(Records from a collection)
PR #3278, opened 2021-06-08
Update W&B integration

AyushExel:
## This update introduces the following changes:
* All the metrics have their own sub-sections. It is easier to navigate across large number of metrics as they are automatically assigned their sections like - `train` , `valid`, 'attn` etc.
* Users can provide `--entity` argument, which is useful for building shared dashboards for teams and benchmarking
* Users can set `--model_log_interval` to log the checkpoint as W&B artifact after every `n` epochs. This fits into the larger benchmark submissions that we discussed.
 
Idea for next iteration:
**Support for dataset Logging:** We can log datasets as W&B Tables to view/query/filter them inside the browser itself! I was trying to find the most optimal way to iterate through the entire dataset inside the Trainer class itself. @sw005320 suggested that @kamo-naoyuki would be the right person to discuss this with.

### Live updated dashboards and previews

[Example updated dashboard](https://wandb.ai/cayush/EspNet_new/runs/28l14wyc?workspace=user-cayush)
[Artifacts panel](https://wandb.ai/cayush/EspNet_new/artifacts/model/model_28l14wyc/b4b67d3285db2e92c9e4)
Screenshot (113)
Screenshot (115)

cc: @sw005320


AyushExel:
I think the CI tests are failing because `use_wandb` is set to true and if API key is not set by calling `wandb login` it throws an error on initialization. I'll try to revert this and see if tests pass

espnet2/train/reporter.py
```diff
@@ -559,9 +572,23 @@ def wandb_log(self, epoch: int = None, commit: bool = True):
...
                     continue
-                d[f"{key1}_{key2}_epoch"] = self.stats[epoch][key1][key2]
+                key = f"{key1}_{key2}_epoch"
+                d[wandb_get_prefix(key) + key] = self.stats[epoch][key1][key2]
         d["epoch"] = epoch
-        wandb.log(d, commit=commit)
+        wandb.log(d)
+
+    def wandb_log_image(self, wandb_image_dict):
+        wandb.log(wandb_image_dict)
```
kamo-naoyuki, line 581: Thank you for contributing espnet!

`wandb_log_image` and `wandb_log_model_artifact` are not need to  be methods since they doesn't refer any fields of reporter.
Instead, it's okay to invoke wandb.log and wandb.log_artifact in trainer code directly.

espnet2/tasks/abs_task.py
```diff
@@ -1275,6 +1292,8 @@ def main_worker(cls, args: argparse.Namespace):
                 distributed_option=distributed_option,
             )
 
+            wandb.finish() if wandb.run else None
```
kamo-naoyuki, line 1295: Sorry, could you explain your intention of this line?  I'm not so familiar with wandb.

espnet2/train/reporter.py
```diff
@@ -559,9 +572,23 @@ def wandb_log(self, epoch: int = None, commit: bool = True):
...
+
+    def wandb_log_model_artifact(
+        self, model_path: str, aliases: List[str], metadata: Dict
+    ):
+        print("ArtifactLogger")
```
kamo-naoyuki, line 586: Could you use logging instead of print?

espnet2/train/reporter.py
AyushExel: Sure. I'll make these changes

espnet2/tasks/abs_task.py
AyushExel: `wandb.finish()` marks the run as finished.

espnet2/train/reporter.py
AyushExel: Ohh thanks for the catch. This is a typo. Will remove

espnet2/tasks/abs_task.py
kamo-naoyuki: Okay, please change it to if-block.

```python
if wandb.run:
    wandb.finish()
```

espnet2/tasks/abs_task.py
```diff
@@ -577,6 +577,24 @@ class ArgumentDefaultsRawTextHelpFormatter(
...
+            help="Specify wandb entity",
+        )
+        group.add_argument(
+            "--wandb_name",
+            type=str,
+            default=None,
+            help="Specify wandb run name",
+        )
+        group.add_argument(
+            "--model_log_interval",
```
kamo-naoyuki, line 593: Could you change --model_log_interval to --wandb_--model_log_interval? I'd like to unify these options to --wandb_*.

AyushExel: okay. makes sense. I'll change it to `wandb_model_log_interval`

espnet2/tasks/abs_task.py
AyushExel: okay

kamo-naoyuki (approved):
Thank you a lot!

AyushExel:
The CI test on my system is failing because `kenlm` is not found. I tried installing is manually but it isn't compiling

espnet2/tasks/abs_task.py
```diff
@@ -562,7 +562,7 @@ class ArgumentDefaultsRawTextHelpFormatter(
         group.add_argument(
             "--use_wandb",
             type=str2bool,
-            default=False,
+            default=True,
```
kamo-naoyuki, line 565: Sorry, I didn't realize the default is True.
I'll change this to False because wandb causes an exception when no http connections exist.

kamo-naoyuki: Sorry, my bad. It seems to work, so there are no problems.

kamo-naoyuki: Hmm, sorry, after all, it doesn't seem to work when there are  http connection error, but the case must work for use case.
Is it correct? If so, I'll change the default to False.

AyushExel: Yes wandb will print http error if it is not able to connect but that will not stop the training. If you decide to set `use_wandb = False` by default, please include this line in the readme so that users know how to enable it.
```
Once installed, run `wandb login` to enable tracking runs using W&B. To enable W&B tracking, set `use_wandb` to True
```

kamo-naoyuki: In my environment, it tries to connect, probably until some timeout? and it doesn't raise error.  I'll change the default to False.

Action item >>
Scan the entries above for the string "when" and copy each line containing it.

Result >>
I'll change this to False because wandb causes an exception when no http connections exist.
kamo-naoyuki: Hmm, sorry, after all, it doesn't seem to work when there are  http connection error, but the case must work for use case.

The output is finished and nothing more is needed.